- **DATA FOR THE TASK**
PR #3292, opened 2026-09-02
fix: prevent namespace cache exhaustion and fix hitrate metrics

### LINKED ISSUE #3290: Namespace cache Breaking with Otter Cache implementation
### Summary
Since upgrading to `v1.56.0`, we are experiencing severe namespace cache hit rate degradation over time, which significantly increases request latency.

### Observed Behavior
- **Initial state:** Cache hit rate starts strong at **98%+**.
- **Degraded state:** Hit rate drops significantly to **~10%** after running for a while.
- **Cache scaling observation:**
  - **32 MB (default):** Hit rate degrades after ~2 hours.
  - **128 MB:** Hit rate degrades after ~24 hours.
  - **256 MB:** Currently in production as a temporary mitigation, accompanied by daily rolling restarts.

- **TASK BRIEF**
Write every line of the material above again, exactly.

- **ANSWER TO THE PROBLEM**
PR #3292, opened 2026-09-02
fix: prevent namespace cache exhaustion and fix hitrate metrics

### LINKED ISSUE #3290: Namespace cache Breaking with Otter Cache implementation
### Summary
Since upgrading to `v1.56.0`, we are experiencing severe namespace cache hit rate degradation over time, which significantly increases request latency.

### Observed Behavior
- **Initial state:** Cache hit rate starts strong at **98%+**.
- **Degraded state:** Hit rate drops significantly to **~10%** after running for a while.
- **Cache scaling observation:**
  - **32 MB (default):** Hit rate degrades after ~2 hours.
  - **128 MB:** Hit rate degrades after ~24 hours.
  - **256 MB:** Currently in production as a temporary mitigation, accompanied by daily rolling restarts.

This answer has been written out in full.